→ YOUR INSTRUCTIONS: Take the data that follows and retype it word for word.

→ DATA:
PR #281, opened 2017-11-16
added ONLY_EXPOSED env parameter

dj-hedgehog:
Rancher users need to be able to disable dockergens --only-exposed parameter to be able to have their containers detected. We have been using this approach for a year now issuing certificates for 25+ webservices.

→ TASK SOLUTION:
PR #281, opened 2017-11-16
added ONLY_EXPOSED env parameter

dj-hedgehog:
Rancher users need to be able to disable dockergens --only-exposed parameter to be able to have their containers detected. We have been using this approach for a year now issuing certificates for 25+ webservices.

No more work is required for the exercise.